▶ WHAT THE TASK REQUIRES: For each line of the data below that holds "sqsdomain", copy the line.

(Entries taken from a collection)
= = = =

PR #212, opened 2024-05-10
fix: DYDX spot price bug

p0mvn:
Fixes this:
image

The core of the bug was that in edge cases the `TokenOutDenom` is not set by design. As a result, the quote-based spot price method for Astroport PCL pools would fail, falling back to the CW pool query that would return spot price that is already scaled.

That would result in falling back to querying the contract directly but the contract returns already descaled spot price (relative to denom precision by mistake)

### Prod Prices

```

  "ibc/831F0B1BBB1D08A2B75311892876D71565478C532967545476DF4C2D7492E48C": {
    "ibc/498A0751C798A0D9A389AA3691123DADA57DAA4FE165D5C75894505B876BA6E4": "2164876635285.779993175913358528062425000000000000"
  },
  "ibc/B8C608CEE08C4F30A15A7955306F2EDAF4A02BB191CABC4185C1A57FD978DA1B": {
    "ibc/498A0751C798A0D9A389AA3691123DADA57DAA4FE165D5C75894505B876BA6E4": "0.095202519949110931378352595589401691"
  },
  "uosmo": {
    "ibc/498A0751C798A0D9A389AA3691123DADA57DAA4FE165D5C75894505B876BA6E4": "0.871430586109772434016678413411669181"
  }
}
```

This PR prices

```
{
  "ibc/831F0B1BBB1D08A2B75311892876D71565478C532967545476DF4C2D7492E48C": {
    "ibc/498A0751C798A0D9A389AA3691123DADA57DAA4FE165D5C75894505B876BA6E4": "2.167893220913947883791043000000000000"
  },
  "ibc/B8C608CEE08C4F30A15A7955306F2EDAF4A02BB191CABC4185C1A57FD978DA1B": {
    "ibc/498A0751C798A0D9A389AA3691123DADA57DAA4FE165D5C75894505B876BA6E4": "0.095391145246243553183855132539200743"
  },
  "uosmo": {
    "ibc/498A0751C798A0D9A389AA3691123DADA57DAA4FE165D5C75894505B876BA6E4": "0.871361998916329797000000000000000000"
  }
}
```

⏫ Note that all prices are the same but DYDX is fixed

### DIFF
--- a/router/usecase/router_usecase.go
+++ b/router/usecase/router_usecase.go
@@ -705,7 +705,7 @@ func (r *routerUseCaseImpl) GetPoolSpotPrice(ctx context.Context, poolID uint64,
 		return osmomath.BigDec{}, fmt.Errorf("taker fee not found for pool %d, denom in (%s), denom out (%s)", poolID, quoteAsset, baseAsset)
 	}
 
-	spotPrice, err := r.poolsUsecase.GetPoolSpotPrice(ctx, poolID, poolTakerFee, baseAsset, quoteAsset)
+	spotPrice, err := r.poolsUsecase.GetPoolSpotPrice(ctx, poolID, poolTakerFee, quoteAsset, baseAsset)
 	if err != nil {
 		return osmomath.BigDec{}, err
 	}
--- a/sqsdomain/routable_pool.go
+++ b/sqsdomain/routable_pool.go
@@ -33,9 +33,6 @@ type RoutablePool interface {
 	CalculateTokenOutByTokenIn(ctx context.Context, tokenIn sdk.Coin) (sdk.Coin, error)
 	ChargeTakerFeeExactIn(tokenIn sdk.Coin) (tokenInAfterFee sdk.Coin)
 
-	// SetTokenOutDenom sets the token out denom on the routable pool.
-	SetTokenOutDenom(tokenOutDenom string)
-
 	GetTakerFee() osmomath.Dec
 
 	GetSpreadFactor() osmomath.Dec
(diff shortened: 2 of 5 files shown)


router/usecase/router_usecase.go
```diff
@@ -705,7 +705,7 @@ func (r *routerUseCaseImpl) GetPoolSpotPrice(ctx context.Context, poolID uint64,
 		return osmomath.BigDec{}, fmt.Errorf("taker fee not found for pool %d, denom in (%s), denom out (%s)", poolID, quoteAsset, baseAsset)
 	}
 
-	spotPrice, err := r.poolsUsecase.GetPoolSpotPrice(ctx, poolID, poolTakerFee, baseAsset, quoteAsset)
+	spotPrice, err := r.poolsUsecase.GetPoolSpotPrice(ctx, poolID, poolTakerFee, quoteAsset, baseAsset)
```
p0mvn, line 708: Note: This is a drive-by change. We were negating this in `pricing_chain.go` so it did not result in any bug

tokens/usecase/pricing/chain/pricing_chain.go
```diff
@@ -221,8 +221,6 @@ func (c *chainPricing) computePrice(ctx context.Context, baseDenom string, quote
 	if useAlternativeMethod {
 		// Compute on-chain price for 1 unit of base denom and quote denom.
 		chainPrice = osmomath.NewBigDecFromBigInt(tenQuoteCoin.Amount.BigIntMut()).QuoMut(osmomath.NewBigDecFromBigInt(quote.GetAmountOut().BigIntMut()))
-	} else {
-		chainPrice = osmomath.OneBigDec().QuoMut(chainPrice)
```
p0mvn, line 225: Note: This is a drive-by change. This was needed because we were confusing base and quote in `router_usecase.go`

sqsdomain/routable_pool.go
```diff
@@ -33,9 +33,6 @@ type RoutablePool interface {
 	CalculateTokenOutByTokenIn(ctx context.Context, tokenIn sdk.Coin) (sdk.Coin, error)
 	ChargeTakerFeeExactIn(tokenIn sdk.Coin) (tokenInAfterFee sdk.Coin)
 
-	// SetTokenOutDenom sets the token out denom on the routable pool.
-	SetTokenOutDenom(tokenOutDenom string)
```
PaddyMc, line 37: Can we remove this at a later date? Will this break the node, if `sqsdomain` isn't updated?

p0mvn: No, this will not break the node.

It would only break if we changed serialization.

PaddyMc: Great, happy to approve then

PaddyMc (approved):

= = = =

▶ RESULT OF THIS EXERCISE:
--- a/sqsdomain/routable_pool.go
+++ b/sqsdomain/routable_pool.go
sqsdomain/routable_pool.go
PaddyMc, line 37: Can we remove this at a later date? Will this break the node, if `sqsdomain` isn't updated?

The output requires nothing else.